PR #3726, opened 2023-05-15
erlang: Fix crash parsing directives longer than 31 characters

b4n:
Even if they might not exist, fix the code not to crash on them.

The issue was that the pointer to the vString buffer holding the directive name was cached at its value right after the vString creation, yet that buffer might get realloc()ated if it grows past the initial length of 32, possibly making the initial pointer invalid.

Fix this by simply getting the pointer to the value later on.


masatake (approved):

masatake:
Thank you.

########

• _REQUIRED ACTION_:
Restate all entries above verbatim.

• _TASK SOLUTION_:
PR #3726, opened 2023-05-15
erlang: Fix crash parsing directives longer than 31 characters

b4n:
Even if they might not exist, fix the code not to crash on them.

The issue was that the pointer to the vString buffer holding the directive name was cached at its value right after the vString creation, yet that buffer might get realloc()ated if it grows past the initial length of 32, possibly making the initial pointer invalid.

Fix this by simply getting the pointer to the value later on.


masatake (approved):

masatake:
Thank you.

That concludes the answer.